Почему же Максенций все-таки вышел из-под защиты римских стен и рискнул дать сражение на равнинах, — на это никто не мог ответить определенно. Даций утверждал, что убежденный вердиктом Книги пророчеств и, возможно, небесным знамением, принятым им за знак Аполлона, он уверился в победе и вышел, чтобы разбить армию Константина. Хосий же считал, что Бог предал Максенция в руки Константина, как сам Христос обещал в видении той ночью, — и эту точку зрения разделял и Константин. Но в любом случае никто не мог отрицать того факта, что в тот день действительно произошло чудо.
Когда ситуация в Риме снова стабилизировалась, Константин приступил к следующему пункту плана, разработанного им еще задолго до того, как он покинул Галлию. Теперь, когда половина империи находилась под его контролем, нужно было изолировать Максимина Дайю на Востоке. Это, конечно, означало установление действенного союза с Лицинием, и с этой целью он объявил о предстоящем браке своей единокровной сестры Констанции с императором Лицинием. Однако будущий жених выказал некоторое нежелание приезжать в Рим, поэтому Константин перебрался с семьей, двором и большей частью своей армии в бывшую столицу Максимиана в Медиолане.
Сенат и граждане Рима, почти все до единого, настаивали на том, чтобы он остался и позволил отпраздновать брак Востока и Запада в этой древней столице. Но с Римом было связано слишком много такого, что Хосий презрительно называл «языческим» и что стояло на пути той цели, в достижении которой Константин хотел убедить Лициния присоединиться к нему. И потому он остался глух и к капризным возражениям Фаусты, не желающей расставаться с роскошью Рима, и к призывам сената остаться, но просьбу сенатора Адриана в аудиенции все же удовлетворил.

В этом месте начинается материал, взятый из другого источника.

PR #489, opened 2022-10-04
Always augment `AssignmentDTO`s with very lightweight `GameboardDTO`s

chrisjpurdy:
This is to allow basic gameboard information for assignments to be displayed in the frontend without having to individually request each gameboard of interest.

If only we used GraphQL 😅

### DIFF
--- a/src/main/java/uk/ac/cam/cl/dtg/isaac/api/AssignmentFacade.java
+++ b/src/main/java/uk/ac/cam/cl/dtg/isaac/api/AssignmentFacade.java
@@ -312,7 +312,6 @@ public class AssignmentFacade extends AbstractIsaacFacade {
             if (null == groupIdOfInterest) {
                 List<UserGroupDTO> allGroupsOwnedAndManagedByUser = this.groupManager.getAllGroupsOwnedAndManagedByUser(currentlyLoggedInUser, false);
                 List<AssignmentDTO> assignments = this.assignmentManager.getAllAssignmentsForSpecificGroups(allGroupsOwnedAndManagedByUser, true);
-                // Add lightweight gameboard and assigner summary information to each assignment
                 Set<String> gameboardIds = assignments.stream().map(AssignmentDTO::getGameboardId).collect(Collectors.toSet());
                 List<GameboardDTO> liteGameboards = this.gameManager.getLiteGameboards(gameboardIds);
                 // Remove unneeded data from the gameboards - very messy but not as messy as feasible alternatives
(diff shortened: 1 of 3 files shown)


src/main/java/uk/ac/cam/cl/dtg/isaac/api/AssignmentFacade.java
```diff
@@ -310,8 +311,25 @@ public Response getAssigned(@Context final HttpServletRequest request,
...
+                liteGameboards.forEach(g -> {
+                    g.setContents(null);
+                    g.setWildCard(null);
+                    g.setWildCardPosition(null);
+                    g.setGameFilter(null);
+                    g.setLastVisited(null);
+                    g.setPercentageCompleted(null);
+                    g.setCreationMethod(null);
+                    g.setCreationDate(null);
+                });
```
Morpheu5, line 327: OK, this works just fine, it's a bit messy but gets the job done and is explicit enough. However, given that we use mappers elsewhere to do a similar thing, wouldn't it be more idiomatic (I'm not saying "better" on purpose here :) to make a `LiteGameboardDTO` and use a mapper to get all the unnecessary data stripped?

src/main/java/uk/ac/cam/cl/dtg/isaac/api/managers/GameManager.java
```diff
@@ -348,6 +348,19 @@ public GameboardDTO getLiteGameboard(final String gameboardId) throws SegueDatab
...
+    /**
+     * Get a list of gameboards by their ids.
+     *
+     * @param gameboardId
+     *            - the ids to find.
+     * @return a list of lite gameboards without their question data fully expanded.
+     * @throws SegueDatabaseException
+     *             - a database error has occurred.
+     */
+    public List<GameboardDTO> getLiteGameboards(final Collection<String> gameboardId) throws SegueDatabaseException {
```
Morpheu5, line 360: Or, even better, if we eventually want to move towards a progressive enhancement approach rather than progressive destruction (…) approach[^1], to make a new query at the persistence level that just doesn't query unnecessary data, and returns a collection of `LiteGamboardDO`s instead?

[^1]: This is only tangentially related to this approach, but once you pick an idiom, it's a good idea to not stray too far away from it.

src/main/java/uk/ac/cam/cl/dtg/isaac/dao/GameboardPersistenceManager.java
```diff
@@ -154,7 +154,22 @@ public List<GameboardDTO> getGameboardsByIds(final List<String> gameboardIds) th
...
+     * resolve any fine grain details about the boards. E.g. no question details
+     * will be retrieved.
+     *
+     * @param gameboardIds
+     *            - to retrieve.
+     * @return a list of lightly populated gameboards.
+     * @throws SegueDatabaseException
+     *             - if there are problems with the database.
+     */
+    public List<GameboardDTO> getLiteGameboardsByIds(final Collection<String> gameboardIds) throws SegueDatabaseException {
```
Morpheu5, line 171: Yeah, the previous comment should have gone here but hey.

jsharkey13 (approved):
I think we just have to try this in the wild now, to see what impact it has.

PR #490, opened 2022-10-06
Cloze question detailed item feedback

jsharkey13:
This extends #487, and should be merged after it. The diff might be easier to view just [between this PR and the previous one](https://github.com/isaacphysics/isaac-api/compare/feature/cloze-validator-improvements...feature/cloze-question-item-feedback) rather than onto master directly yet.

It is opt-in, via the detailedItemFeedback property of Cloze Questions.

The only nasty thing is that the QuestionValidationResponseDeserializer doesn't have any type information; we don't store that in the question attempts table. That means it has to work out what to deserialise something into based on the JSON content. For QuantityVRs, we use the fact that the submitted answer will be a Quantity; but for cloze questions we re-use ItemChoices and so we cannot do that. Instead just check if the unique property of ClozeVRs is set.

### DIFF
--- a/src/main/java/uk/ac/cam/cl/dtg/isaac/dos/ClozeValidationResponse.java
+++ b/src/main/java/uk/ac/cam/cl/dtg/isaac/dos/ClozeValidationResponse.java
@@ -1,0 +1,60 @@
+/*
+ * Copyright 2022 James Sharkey
+ *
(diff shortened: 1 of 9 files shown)


jsharkey13:
It might be nice to add some tests for this little extra bit of behavior before this is merged. But this ought to be enough for someone to build the frontend UI for this feature.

— Ты выглядишь утомленным, мой друг, — приветствовал Константин купца, когда Адриана ввели в его личную палатку для аудиенций. — Могу ли я предложить тебе фруктов или бокал вина?

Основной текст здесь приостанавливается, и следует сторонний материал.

PR #493, opened 2022-10-24
Consider cancelled booking status in events facade and manager methods

chrisjpurdy:
I started this but am not sure I can finish it because of a few unanswered questions at the moment, including:

- Should users be emailed when an event is cancelled? (I think they should)
- Should `EventBookingManager::createBooking` throw errors/fail nicely if the event being booked onto is cancelled or closed? (It doesn't currently; I think it should throw an error, requiring the caller to ensure the event is open)


jsharkey13:
I do not think that we should send emails when an event is cancelled, partly because this is hard (events get cancelled by content changes, and we have no state to know when it has changed from version to version) and partly because it's very easy already to email all users a custom email that gives more detail than an automatic one could.

I _do_ think the BookingManager should throw an `EventCancelled` exception or suchlike, since there are plenty of other endpoints (reservations, admin booking, etc) that should also check cancellation status.

What about the event reminder and feedback emails, do they also respect cancellation status?

src/main/java/uk/ac/cam/cl/dtg/isaac/api/EventsFacade.java
```diff
@@ -1034,6 +1041,11 @@ public final Response createBookingForMe(@Context final HttpServletRequest reque
                     .toResponse();
             }
 
+            if (EventStatus.CANCELLED.equals(event.getEventStatus())) {
+                return new SegueErrorResponse(Status.BAD_REQUEST, "Sorry this event is cancelled. Please try again later.")
```
mwtrew, line 1045: Although I doubt anyone will take this literally, I don't think "please try again later" makes much sense here. Most events probably won't be un-cancelled once cancelled.

mwtrew (approved):
Looks good overall. Emailing confirmed users automatically on cancellation would be nice, but admins have the option of emailing confirmed users relatively easily through the admin tools so that's not critical. Perhaps a template email for that would be useful.

jsharkey13:
We (or at least I) decided explicitly agains automatic emails, since it is both very hard to detect a cancellation since that's just a content push, and because using the standard event email feature is to easy. Cancellations usually happen for various reasons, so I don't know that a template would be much use (it would need too much personalising for each reason: is it postponed, if so when to; or cancelled altogether, etc).

src/main/java/uk/ac/cam/cl/dtg/isaac/api/EventsFacade.java
chrisjpurdy: Good point 😆 I'll remove it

— Я уже давно позавтракал, август, — сказал Адриан. — Чуть рассвело, как мои клиенты устроили шум у моих дверей — как раз тогда, когда спится лучше всего.
— Значит, нелегка жизнь сенатора? — с улыбкой спросил Константин.

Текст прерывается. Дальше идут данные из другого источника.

PR #496, opened 2022-10-27
Allow assignments to be scheduled on the same date as they are due

chrisjpurdy:
~~By rounding down the scheduled start date to the nearest day in order to perform the comparison.~~ This now rounds the due date up to the beginning of the next day, using `isBeforeDueDate` to perform comparisons.

Should be merged with [the related app PR](https://github.com/isaacphysics/isaac-react-app/pull/663).

This also fixes an edge case where assignment emails might not be sent if an assignment start date is set to a given day or before it.

Care should be taken when reviewing to make sure the date/time logic is correct - I tried to make sure it was but these things are prone to syntactically subtle errors. 
**I think the test is failing because it was testing incorrect logic - I need a second opinion on this before I change it.**

### DIFF
--- a/src/main/java/uk/ac/cam/cl/dtg/isaac/api/QuizFacade.java
+++ b/src/main/java/uk/ac/cam/cl/dtg/isaac/api/QuizFacade.java
@@ -393,7 +393,7 @@ public class QuizFacade extends AbstractIsaacFacade {
             }
 
             // Check the due date hasn't passed
-            if (quizAssignment.getDueDate() != null && !quizAssignment.isBeforeDueDate(new Date())) {
+            if (quizAssignment.getDueDate() != null && !quizAssignment.dueDateIsAfter(new Date())) {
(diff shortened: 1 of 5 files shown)


src/main/java/uk/ac/cam/cl/dtg/isaac/api/QuizFacade.java
```diff
@@ -683,7 +683,7 @@ public final Response markIncompleteQuizAttempt(@Context final HttpServletReques
                     "You can only mark assignments incomplete for groups you own or manage.").toResponse();
             }
 
-            if (assignment.getDueDate() != null && assignment.getDueDate().before(new Date())) {
+            if (assignment.getDueDate() != null && assignment.isBeforeDueDate(new Date())) {
```
chrisjpurdy, line 686: As far as I can tell, this line is causing the tests to fail. However, surely a test is "still due" if the current time is before the due date, i.e. the due date hasn't passed yet?

jsharkey13 (approved):

PR #497, opened 2022-10-27
Update Elasticsearch client

mwtrew:
This PR moves from the outdated Transport client to the less outdated High Level REST Client, and to the latest minor version of ES itself (7.17). The API is fairly similar except for removal of mapping types, which luckily we did not rely on - each type already had its own index.

This PR also introduces password authentication, which is not terribly important for our use-case but the new client emits warnings on every request otherwise. This will require a config/environment variable update when deployed.

---

**Pull Request Check List (todo)**
- [ ] Peer-Reviewed


mlt47 (approved):
The changes all look fine to me. Not too big a translation between the client types, thankfully.
I will think through the deployment of an ES node with an updated version to the cluster next week, do it, and document it for us to follow in the future.

PR #499, opened 2022-10-31
Detailed item feedback for cloze questions

jsharkey13:
This PR is blocked on #498 having been released, since as soon as question attempts using this new validation response are stored in the database they will be deserialised by older API versions which will fail to parse them. We need to release #498, and then wait a release cycle to merge this.

This adds a new `itemsCorrect` property to the validation response which is a list of correctnesses (true or false) for each of the submitted items.


chrisjpurdy (approved):
Code looks good to me, and I can confirm that it works well after testing another change dependant on this one extensively 👍

PR #500, opened 2022-10-31
Allow additional managers to edit groups that they manage

chrisjpurdy:
This PR enables a few things:

- Group owners explicitly giving additional managers extra privileges to rename and archive group, as well as managing other managers assignments
- Group owners transferring ownership to an additional manager
- Sending emails to additional managers to notify them if the above things occur
---
Content know about and are happy with this change: Nicki in particular gave me pointers on the best approach for this.


src/main/java/uk/ac/cam/cl/dtg/segue/api/GroupsFacade.java
```diff
@@ -400,9 +400,22 @@ public Response editGroup(@Context final HttpServletRequest request, final UserG
                 return new SegueErrorResponse(Status.NOT_FOUND, "Group specified does not exist.").toResponse();
             }
 
+            // If user is not the owner...
             if (!existingGroup.getOwnerId().equals(user.getId())) {
-                return new SegueErrorResponse(Status.FORBIDDEN,
-                        "The group you have attempted to edit does not belong to you.").toResponse();
+                // Check if an additional manager with privileges is allowed to make these changes
+                boolean ownerOnlyFieldChanged = !existingGroup.getOwnerId().equals(groupDTO.getOwnerId())
```
chrisjpurdy, line 406: This is kind of nasty, but I can't see a reason why it wouldn't work. 
I think that in edge cases where this returns `true` when it probably shouldn't, something weird has happened in the front-end to mutate the group object.

src/main/java/uk/ac/cam/cl/dtg/segue/api/managers/GroupManager.java
```diff
@@ -410,6 +420,50 @@ public UserGroupDTO addUserToManagerList(final UserGroupDTO group, final Registe
...
+        // Change old and new owners additional manager status if appropriate
+        if (!group.getAdditionalManagersUserIds().contains(oldOwner.getId())) {
+            this.groupDatabase.addUserAdditionalManagerList(oldOwner.getId(), group.getId());
+        }
+        if (group.getAdditionalManagersUserIds().contains(newOwner.getId())) {
+            this.groupDatabase.removeUserFromAdditionalManagerList(newOwner.getId(), group.getId());
+        }
+
+        // ! We are mutating this group object, but this particular mutation should be safe !
+        group.setOwnerId(newOwner.getId());
```
chrisjpurdy, line 457: This is safe because `editUserGroup(group)` transforms the `UserGroupDTO` into a DO to persist it to the DB. `UserGroupDO`s don't store any information about additional managers, so it doesn't matter that we don't update the additional manager list in `group`.

chrisjpurdy: Looking at this again - it is a bit of a code smell, as it relies on internal DB logic and what happens inside `editUserGroup`, but provided we don't change how we store additional managers, it will work.

chrisjpurdy (commented):
Looked over it again to double check stuff, seems fine!

src/main/java/uk/ac/cam/cl/dtg/segue/api/GroupsFacade.java
mwtrew: Looking into the DTO pattern [^1][^2] a bit, they exist to hold only the fields necessary for a particular interaction - that sounds relevant here as there are fields we should not be able to update from this endpoint at all, and some that depend on the user/group relationship. Perhaps creating new DTOs reflecting only the fields that can be updated in each situation would be cleaner, along with versions of `groupManager::editUserGroup()` to process them. That would be a bigger change of course!

[^1]: https://auth0.com/blog/automatically-mapping-dto-to-entity-on-spring-boot-apis/#What-is-a-DTO
[^2]: https://snyk.io/blog/how-to-use-java-dtos/

src/main/java/uk/ac/cam/cl/dtg/segue/api/managers/GroupManager.java
mwtrew: I think this is fine. It would be nice if it was more obvious from here that `editUserGroup()` is a simple "map to DO and persist" and therefore other fields like additional managers would be lost anyway, but that's not a problem specific to this change.

mwtrew (approved):
Looks good, one thought about the `editGroup()` checks in the facade. Nice to see the integration tests.

src/main/java/uk/ac/cam/cl/dtg/segue/api/GroupsFacade.java
chrisjpurdy: I fully agree, but it would be a bigger change. The immense amount of boilerplate required for simple things like this is annoying to say the least. Since (I think) we want admins to be able to edit group objects as they please, we would need a different endpoint that accepts the smaller DTO, and as you say new versions of `editUserGroup` etc. 
Considering there are quite a few endpoints where we make this mistake already, I'd rather make a card for targeting all of them in one clean refactor?

PR #508, opened 2023-01-23
Replace apostrophes with tildes before ordering user names

chrisjpurdy:
A bit hacky, but there doesn't seem to be a better option.
 
The reason for this fix is so that ordering of user name strings in output CSVs match the default order of strings in Excel.


jsharkey13 (approved):
I'm not the biggest fan of this, but let's see what happens when we deploy it in the real world.

PR #850, opened 2021-02-19
Enforce exit logging for every path in quidel

### LINKED ISSUE #689: Add logging to all indicators

benjaminysmith:
### Description
Enforce exit logging for every path in quidel. We discovered in the path where there is no data to process the module exits early. Using atexit ensures the exit code is always called.

### Changelog
- Move exit logging into an atexit registered function.

### Fixes 
#689


chinandrew:
Out of curiosity, where is this exit occurring? The `if _end_date is None:` block?

I wonder if it makes sense to use this exit pattern across all indicators

chinandrew (approved):
:shipit::shipit::shipit:

benjaminysmith:
> Out of curiosity, where is this exit occurring? The `if _end_date is None:` block?
> 
> I wonder if it makes sense to use this exit pattern across all indicators

Yeah that's the one. I am thinking similarly about this pattern. We might be able to register, start the timer, and log the exit just by importing the logger.

PR #852, opened 2021-02-19
[fb survey] Add vaccine hesitancy reasons (items V5abc) to API

nmdefries:
This must be merged *after* PR #844 since the variables here rely on the new, fixed definition of `is_selected`.

Creates marginal hesitancy reasons columns, and uses to produce corresponding smoothed output for API.


facebook/delphiFacebook/R/variables.R
```diff
@@ -225,6 +225,8 @@ code_testing <- function(input_data) {
 #' @param input_data input data frame of raw survey data
 #' @return data frame augmented with `v_covid_vaccinated` and
 #'   `v_accept_covid_vaccine`
+#'
+#' @importFrom dplyr coalesce
```
capnrefsmmat, line 229: you'll want to run `devtools::document()` and commit the `NAMESPACE` change resulting from this as well

capnrefsmmat (commented):
Looks good except for committing NAMESPACE, so I think this will be ready to go soon. Glad you got all the choices coded right and they're consistent across all three questions...

capnrefsmmat (approved):

capnrefsmmat:
@nmdefries Now that #844 is merged, should we go ahead merging this so the new signals can be deployed at the same time as the new wave and other changes we're making now?

nmdefries:
Yep!

PR #855, opened 2021-02-22
Reformat Google Symptoms params to specify values of BigQuery credentials

nmdefries:
### Description
GS params previously asked for the path to BigQuery credentials file, which doesn't work well with Ansible as used in production (specifically, this doesn't allow for encrypting the API key). This change switches from a path to putting BQ credentials directly in the params file, for both local and Ansible params files. Tests and code are updated accordingly.

### Changelog
- Switch from path to credentials file -> credential values in params files
- Add BigQuery credentials file to Ansible vault


krivard (approved):
lgtm!

PR #859, opened 2021-02-22
Add NAN code support to Safegraph Patterns

dshemetov:
### Description
Work as part #838. 

### Changelog
- Adds just very basic nans detection with an unknown code in the vals column

### Fixes 
- Partially addresses #838


dshemetov:

PR #861, opened 2021-02-23
CHNG New file format and location

rumackaaron:
Downloads new counts products files from Change Healthcare in a different folder on the server. All 6 file types are sent to the same folder `countproducts` on the FTP server. They are named `YYYYMMDD_Counts_Products_TYPE.dat.gz`.

The file format has also slightly changed. The first two columns are date then fips instead of fips then date, and the separator is a comma instead of a pipe.

The resulting signals have similar correlations to the ones before. Importantly, the max CLI is 33%, fixing the buggy 99+% values from the old counts.


krivard (commented):
The test .dat files are pretty big -- is all of that data being used?

rumackaaron:
Reduced size

krivard (approved):
👍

— Тяжелей, чем ты думаешь, август. — Адриан шумно вздохнул. — Целый день только и бегаешь, чтобы успеть вовремя то туда, то сюда. Я как Тримальхион в сатирическом сочинении Петрония [59] Один из героев романа «Сатирикон» римского писателя Петрония Арбитра — тип чванливого разбогатевшего вольноотпущенника.
— не хватает только трубача, который бы сообщал мне, сколько часов и сколько уже утекло времени моей жизни.
— Помнится, когда-то давно я чувствовал то же самое: тогда я впервые приехал в Никомедию учиться военному делу и Даций перед рассветом выгонял нас на пробежку по пересеченной местности.
— Я весь день на бегу, хотя для этого уже нет ни стати, ни дыхания. Только рассветет, как мои слуги, словно полчища муравьев, нападают на дом с тряпками, губками, метлами под звуки дребезжащих ведер и крики болванов, которые падают с приставных лестниц. Потом, когда встану, я должен надеть тогу вместо паллиума [60] Тога — мужская верхняя накидка, как правило, из белой шерсти. Представляла собой отрезок ткани 5 метров длиной и 2 шириной; укладывалась по фигуре складками. Паллиум, или паллий, — мужская верхняя одежда, носилась преимущественно дома.
и еще должен держать слугу, чтобы он красиво укладывал ее на мне. Поверь, август, эти одеяния придуманы лишь для того, чтобы испытывать крепость человеческих нервов.
— Потому-то чаще всего я и ношу тунику, — признался Константин.
— Затем я должен побывать в руках у моего брадобрея хотя и не понимаю, каким это образом он ухитряется целый час заниматься моим бритьем и укладкой этих редеющих локонов, — пожаловался Адриан. — Тот день, когда я согласился на укладку бороды, стал началом моего рабства.
Константин не мог удержаться от смеха, слушая печальную историю толстяка купца: он-то знал, что она только отчасти была правдой и что Адриан очень гордится своим сенаторским званием.
— Бьюсь об заклад, что тебе не терпелось оказаться в руках брадобрея в первый раз — так же, как и мне, — сказал он. — Вон Нерон даже преподнес свою первую сбритую бороду в золотой шкатулке Юпитеру Капитолийскому.
— И на кого расходуется вся эта подготовка, когда я открываю свою дверь? — спросил Адриан. — На моих клиентов, в числе которых в основном бедные родственники моей жены.